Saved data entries
PR #121, opened 2018-06-26
add kwargs to get notes function

mspector:
adding **kwargs allows us to add arbitrary arguments, without breaking backwards compatibility (e.g. both trash and includeTrash arguments will work)

some advantages to **kwargs over explicitly naming the arguments:
- the API can evolve without us having to update the python library
- it's more readable

some disadvantages:
- you can't see what arguments are allowed just by looking at the function contract. but this isn't as much of a problem if we have central documentation for valid arguments.

### DIFF
--- a/openreview/openreview.py
+++ b/openreview/openreview.py
@@ -256,7 +256,7 @@ class Client(object):
         invitations.sort(key = lambda x: x.id)
         return invitations
 
-    def get_notes(self, id = None, paperhash = None, forum = None, invitation = None, replyto = None, tauthor = None, signature = None, writer = None, includeTrash = None, number = None, limit = None, offset = None, mintcdate = None):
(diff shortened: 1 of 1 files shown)


mspector:
@melisabok what do you think of this? we have talked about something related before, and at the time we decided not to use **kwargs because of the disadvantage I listed in the above comment. but I think it will not be a problem when we have some central documentation (in fact, it might be a good thing, so that comments don't go out of date in the python library.)

(One counter-argument to this could be that we should just put in the effort to maintain both the documentation and the python library contract)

Goal of the exercise: Starting at the first line of the entries above, please extract each line up to and including the line with "adding **kwargs allows", unchanged, and add nothing.

Written reply:
PR #121, opened 2018-06-26
add kwargs to get notes function

mspector:
adding **kwargs allows us to add arbitrary arguments, without breaking backwards compatibility (e.g. both trash and includeTrash arguments will work)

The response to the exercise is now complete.